I share that I tried going with few expectations from Jon. I know he is a great man who has done great things to promote and teach meditation and mindfulness, and recognized that plenty of his talk likely would include the basics, seeing that he would have a broad-based audience. I also share that Jon’s five guided meditations came nowhere close to my two most amazing guided meditation experiences, which were with Sharon Salzberg in 2011 and Allan Lokos in 2014. Then again, my several subsequent guided meditations with Sharon did not always replicate that same experience with her in 2011, so I conclude that my meditation experiences both mainly depend on me, and the extraordinary experience that I had in 2011 with Sharon with meditation may now seem more commonplace as I pass through deeper and more profound meditative and mindfulness portals as I continue my practice.
Wisely, Jon pointed out that we should shed expected results from meditation. Different people have different results over time from such practice. Meditation is no easy nor immediate fix. It is a lifetime practice filled with peaks and valleys, and sunshine and rainstorms.
Jon also reminded us what we already know but so often forget, which is how precious our lives and all lives are. When one questioner addressed her interest in after-death experiences, Jon emphasized his interest in this current life and in all experiences now through the moment of death, or before death experiences.
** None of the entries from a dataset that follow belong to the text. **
PR #1264, opened 2023-05-31
[hive] Parse calcite to convert Chinese comments into unicode values whose encoding is UTF-16LE

### LINKED ISSUE #1262: [Bug] [hive] Field Chinese comments cannot be displayed normally when using hive to query table metadata
### Search before asking

### Paimon version

0.5-SNAPSHOT

### Compute Engine

hive

### Minimal reproduce step

1. Flink SQL uses hive metastore to create catalog.

2.Flink SQL creates a table with Chinese comments.

3.Hive SQL query this table `desc formatted table_name`

Field Chinese comments cannot be displayed normally when using hive to query table metadata

image

image

### Anything else?

_No response_

zhuangchong:
…

### Purpose

fix #1262 

### Tests

iShot_2023-05-30_19 03 51

paimon schema:

image

flink sql query;

image

### DIFF
--- a/paimon-flink/paimon-flink-common/src/main/java/org/apache/paimon/flink/FlinkCatalog.java
+++ b/paimon-flink/paimon-flink-common/src/main/java/org/apache/paimon/flink/FlinkCatalog.java
@@ -28,6 +28,7 @@ import org.apache.paimon.table.Table;
 import org.apache.paimon.types.DataField;
 import org.apache.paimon.utils.Preconditions;
 
+import org.apache.commons.text.StringEscapeUtils;
 import org.apache.flink.table.api.Schema.UnresolvedColumn;
 import org.apache.flink.table.api.TableColumn;
 import org.apache.flink.table.api.TableSchema;
@@ -575,7 +576,17 @@ public class FlinkCatalog extends AbstractCatalog {
     private static Map<String, String> getColumnComments(CatalogTable catalogTable) {
         return catalogTable.getUnresolvedSchema().getColumns().stream()
                 .filter(c -> c.getComment().isPresent())
-                .collect(Collectors.toMap(UnresolvedColumn::getName, c -> c.getComment().get()));
+                .collect(
+                        Collectors.toMap(
+                                UnresolvedColumn::getName,
+                                c -> {
+                                    String comment = c.getComment().get();
+                                    if (comment.toUpperCase().startsWith("U&'")) {
+                                        comment = comment.substring(3).replaceAll("\\\\", "\\\\u");
+                                        comment = StringEscapeUtils.unescapeJava(comment);
+                                    }
+                                    return comment;
+                                }));
     }
 
     private static List<DataField> addColumnComments(
--- a/paimon-hive/paimon-hive-connector-common/src/test/java/org/apache/paimon/hive/HiveCatalogITCaseBase.java
+++ b/paimon-hive/paimon-hive-connector-common/src/test/java/org/apache/paimon/hive/HiveCatalogITCaseBase.java
@@ -50,11 +50,10 @@ import java.util.Arrays;
 import java.util.Collections;
 import java.util.List;
 import java.util.Map;
+import java.util.Objects;
 import java.util.concurrent.Callable;
 import java.util.concurrent.atomic.AtomicInteger;
-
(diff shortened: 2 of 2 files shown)


paimon-flink/paimon-flink-common/src/main/java/org/apache/paimon/flink/FlinkCatalog.java
```diff
@@ -575,7 +582,26 @@ public static Schema fromCatalogTable(CatalogTable catalogTable) {
...
                 .filter(c -> c.getComment().isPresent())
-                .collect(Collectors.toMap(UnresolvedColumn::getName, c -> c.getComment().get()));
+                .collect(
+                        Collectors.toMap(
+                                UnresolvedColumn::getName,
+                                c -> {
+                                    String comment = c.getComment().get();
+                                    if (comment.toUpperCase().startsWith("U&'")) {
+                                        try {
+                                            SqlParser parser = SqlParser.create(comment + "'");
```
JingsongLi, line 592: I am more worried about whether there is another way? The introduction of the calcite dependency looks a bit heavy, is it possible to just simply deal with it?

JingsongLi, line 592: We need test to cover chinese comments, for Flink, for Hive

wxplovecc: we use ``update_time` 	 timestamp 	 COMMENT _utf8'更新时间'` this type to define comment and replace `_utf8`

zhuangchong: @wxplovecc This method is good, but we can't force all users to write like this `... COMMENT _utf8'更新时间'`

wxplovecc: Right

zhuangchong: https://github.com/apache/incubator-paimon/blob/fbff232ac43c6e19079c0d0c373601a3a54871f2/paimon-hive/paimon-hive-connector-common/src/test/java/org/apache/paimon/hive/HiveCatalogITCaseBase.java#L247-L263

JingsongLi:
@wxplovecc raise a very good point, the memories I once had came back to me... I'm not sure if we have side effects from converting in `FlinkCatalog` like this. But `_utf8'更新时间'` looks a good solve method to this problem.

zhuangchong:
> @wxplovecc raise a very good point, the memories I once had came back to me... I'm not sure if we have side effects from converting in `FlinkCatalog` like this. But `_utf8'更新时间'` has problem too, "utf8" prefix...

I didn't think of a very good solution. At present, this solution has to judge whether to start with `U&'` to convert to minimize the impact.

JingsongLi:
involving @lincoln-lil , this seems a Flink bug.
We can fix it in paimon, but should be consistent with flink.

zhuangchong:
> 

I understand that this is not a bug of flink, because other engines (hive, spark...)do not support the analysis of calcite's UTF-16LE unicode

zhuangchong:
> involving @lincoln-lil , this seems a Flink bug. We can fix it in paimon, but should be consistent with flink.


I understand that this is not a bug of flink, because other engines (hive, spark...)do not support the analysis of calcite's UTF-16LE unicode.

lincoln-lil:
@JingsongLi thanks for pointing it out! I'll investigate it and try to get the solution.

lincoln-lil:
At first glance, when Flink interacts with CatalogTable, it directly passes the Calcite's NlsString comment as a string to the comment attribute of the schema and column. In theory, a Java string should be passed here. I will spend some time verifying the specific impact of the changes in Flink.

lincoln-lil:
> #1262
flink issue created https://issues.apache.org/jira/browse/FLINK-32249

zhuangchong:
Thanks @JingsongLi @lincoln-lil 

I will close this PR and wait for Flink to fix this issue.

Giving one’s presence is one of the greatest gifts one can give. I always am inspired by the story of the late Beopjeong Seunim who one day helped a woman in deep grief over her son’s recent death, by simply being fully present with her, mostly wordlessly, starting from the moment he poured her tea. Also, I remember a story of how Ho’oponopono teacher and practitioner Morrnah Simeona silently cleaned over a predicament a visitor was having as Morrnah was going about her external tasks. Similarly, we see the magic of Jon’s total presence and caring at minutes 22:00 to 24:00 in this documentary from over twenty year ago about his work.
Jon told us that often he rings the bell to start and end a meditation session. He did not ring the bell to conclude the final meditation, reminding us that the meditation never really ends.
Deeply thanking and bowing to Jon Kabat-Zinn.